Begleitet von Charivari-Klängen bei der fetten Alten vom Freibadkiosk aufschlagen und eine schöne kostspielige Bockwurst im Eigendarm aus den Chlor miefenden Schrumpelfingern schmausen.
Im Hintergrund tausendstimmiges Babygeheul, das sich mit dem
Zehn-Meter-Turm-Arschbombenstakkato tollkühner Hauptschüler in acht Lagen Badeshorts plus T-Shirt mischt.
Deutschland ist durchaus sommerverwöhnt…

Diesmal soll es uns aber um den ewigen Sommer in der Ferne gehen.

Dicht besiedelte Puderzuckerstrände so weit das Auge reicht. Männer wie Actionfiguren, deren beleidigend geschmacklose Tribal Tättoowierungen sich unter den airbrush-engen Speedo-Badehosen hindurch bis hinauf zu den schwellenden Brustmuskeln ranken.
Frauen, die aussehen wie die fleischgewordene Lesezeichenleiste meines Internetexplorers in dunkelsten Teenagerjahren – hautnah und genießbar ohne Furcht vor stockender Internetverbindung, schwer zu erreichender Tempopackung oder Unheil verkündenden Schritten auf dem Gang.

(»..Marco bist Du da?«…»Woaaa Mama hau ab.. ich mach hier grad Mathe, is’ sauschwer.. komm’ bloß nich rein!«)

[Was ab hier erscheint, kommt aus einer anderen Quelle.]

PR #423, opened 2018-10-12
Prepares release/0.2.1

### LINKED ISSUE #420: if ext_expires_in becomes > expires_in, MSAL will return an expired access token
See the call here
https://github.com/AzureAD/microsoft-authentication-library-for-android/blob/dev/msal/src/main/java/com/microsoft/identity/client/internal/controllers/LocalMSALController.java#L316

and implementation here
https://github.com/AzureAD/microsoft-authentication-library-common-for-android/blob/dev/common/src/main/java/com/microsoft/identity/common/internal/dto/AccessTokenRecord.java#L262

Not a burning issue yet as AAD v2 is still returning same value for both expires_in and ext_expires_in
{"token_type":"Bearer","scope":"https://graph.windows.net/User.Read","expires_in":3599,"ext_expires_in":3599," ....

iambmelt:
Closes #420 

Revs version, changelog

### DIFF
--- a/changelog
+++ b/changelog
@@ -1,5 +1,11 @@
 MSAL Wiki : https://github.com/AzureAD/microsoft-authentication-library-for-android/wiki
 
+Version 0.2.1
+----------------------------
+- Picks up common@0.0.5-hf1 (Hotfix for MSAL/#420)
+    * AccessTokenRecord#isExpired no longer falls back on ext_expires_in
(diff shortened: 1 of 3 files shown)


iambmelt:
Closing, will reopen with a different base branch (`dev`).

Release will still be `0.2.1`, but will be cut from `dev` instead of `release/0.2.0`

PR #439, opened 2018-10-25
first MSAL broker PR

shoatman:
- Not tested yet, but checking in work in progress....

### DIFF
--- a/msal/src/main/java/com/microsoft/identity/client/internal/controllers/BrokerActivity.java
+++ b/msal/src/main/java/com/microsoft/identity/client/internal/controllers/BrokerActivity.java
@@ -1,0 +1,72 @@
+package com.microsoft.identity.client.internal.controllers;
+
+import android.app.Activity;
+import android.content.Intent;
+import android.os.Bundle;
+
+public final class BrokerActivity extends Activity {
+
+    public static final String BROKER_INTENT = "broker_intent";
+    static final String BROKER_INTENT_STARTED = "broker_intent_started";
+    static final int BROKER_INTENT_REQUEST_CODE = 1001;
+
+    private static final String TAG = BrokerActivity.class.getSimpleName();
+
+    private Intent mBrokerInteractiveRequestIntent;
+    private Boolean mBrokerIntentStarted = false;
+
+
+    @Override
+    protected void onCreate(final Bundle savedInstanceState) {
+        super.onCreate(savedInstanceState);
+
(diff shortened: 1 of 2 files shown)


msal/src/main/java/com/microsoft/identity/client/internal/controllers/BrokerActivity.java
```diff
@@ -0,0 +1,95 @@
...
+        if (!mBrokerIntentStarted) {
+            mBrokerIntentStarted = true;
+            startActivityForResult(mBrokerInteractiveRequestIntent, BROKER_INTENT_REQUEST_CODE);
+        }
+
+    }
+
+    @Override
+    protected void onStop() {
+        super.onStop();
```
iambmelt: Can this go or are we planning on placing additional logic inside this method?

msal/src/main/java/com/microsoft/identity/client/internal/controllers/BrokerActivity.java
```diff
@@ -0,0 +1,95 @@
...
+
+import android.app.Activity;
+import android.content.Intent;
+import android.os.Bundle;
+
+public final class BrokerActivity extends Activity {
+
+    public static final String BROKER_INTENT = "broker_intent";
+    static final String BROKER_INTENT_STARTED = "broker_intent_started";
+    static final int BROKER_INTENT_REQUEST_CODE = 1001;
```
iambmelt: I recall @danieldobalian asking whether or not this value could change between MSAL/ADAL. Possibly we address that?

heidijinxujia: request code `1001` is for msal/adal ui flow as well.

shoatman: this was actually not for broker....

shoatman: I'm following Ashish's spec.  @addev-ashish - Do you want to select a different request_code?

msal/src/main/java/com/microsoft/identity/client/internal/controllers/BrokerActivity.java
shoatman: I'll remove if I end up not logging something from here.  Leaving for now... in case I need to investigate anything.

PR #444, opened 2018-10-31
Implemented MSAL Controller Factory

shoatman:
- Implemented MSAL Controller Factory.  Returning controller or controllers based on the scenario.
- Updated MsalTokenCommand (Silent) to execute acquireTokenSilent on both controllers when necessary
- Updated PublicClientApplication to use the controller factory


msal/src/main/java/com/microsoft/identity/client/internal/controllers/MSALTokenCommand.java
```diff
@@ -60,9 +64,51 @@ public MSALTokenCommand(@NonNull final Context context,
...
+                            @NonNull final MSALOperationParameters parameters,
+                            @NonNull final List<MSALController> controllers,
+                            @NonNull final AuthenticationCallback callback) {
+        mContext = context;
+        mParameters = parameters;
+        mController = null;
+        mControllers = controllers;
+        mCallback = callback;
+
+        if (!(mParameters instanceof MSALAcquireTokenSilentOperationParameters)) {
```
iambmelt: Is this check needed? Or could we change the constructor args to explicitly require this type?

```java
public MSALTokenCommand(@NonNull final Context context,
                            @NonNull final MSALAcquireTokenSilentOperationParameters parameters,
                            @NonNull final List<MSALController> controllers,
    // ...
}
```

msal/src/main/java/com/microsoft/identity/client/internal/controllers/MSALControllerFactory.java
```diff
@@ -22,25 +22,143 @@
...
+     * Audience != AnyPersonalAccounts
+     * Broker Installed & Verified
+     *
+     *
+     * @param applicationContext
+     * @param authority
+     * @param applicationConfiguration
+     * @return
+     */
+    public static boolean brokerEligible(Context applicationContext, Authority authority, PublicClientApplicationConfiguration applicationConfiguration){
```
iambmelt: Similar question here regarding types - possible to avoid `instanceof` via explicit param types?

iambmelt: Not an issue per se, but might consider naming this method `isBrokerEligible()`

shoatman: No.  Why would i restrict the types ahead of time?

shoatman: Ok.

msal/src/main/java/com/microsoft/identity/client/internal/controllers/MSALTokenCommand.java
shoatman: This part isn't actually new in this PR.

Das Schönste daran ist – ich bin nicht der Einzige, der mit roten Backen auf dem Bauch verweilen muss:
Während die Alten in hiesigen Gefilden mit grauem Nährschleim gemästet werden, um anschließend unbeachtet in nahezu fensterlosen Einrichtungen in ihrer eigenen Scheiße zu verrotten, wird hier noch generationsübergreifend Anteil genommen:

Das zu Tränen gerührte Auge sieht so manch tattrigen alten Kameraden forsch an der Hand/Hüfte eines blutjungen und scheinst einzig um sein Wohlergehen besorgten einheimischen Pflegemädchens. Schön so was.
Um den durchfallverheißenden Ärgernissen einheimischer Küche zu entgehen, zückt der Kenner in jedem Restaurant selbstbewusst den kulinarischen Diplomatenpass:
Spaghetti Bolognese, geschnitten und mit dem Löffel verzehrt. (»Mmmhhhmm Luís, como in bella Schwabing, molto lecker möcht’ ich sagen!«)

Einzig übertroffen wird dieses Idyll durch den bunten Wirbel
dort verlebter Nächte.
Befeuert von zwielichtigen Barkeepern, deren eimergroße Caipirinhas schmecken wie fermentierter Kamillentee und begleitet von Musik, die klingt wie mit Affengeschrei unterlegte Kalashnikov Salven, offenbart sich hier ein Füllhorn der Möglichkeiten.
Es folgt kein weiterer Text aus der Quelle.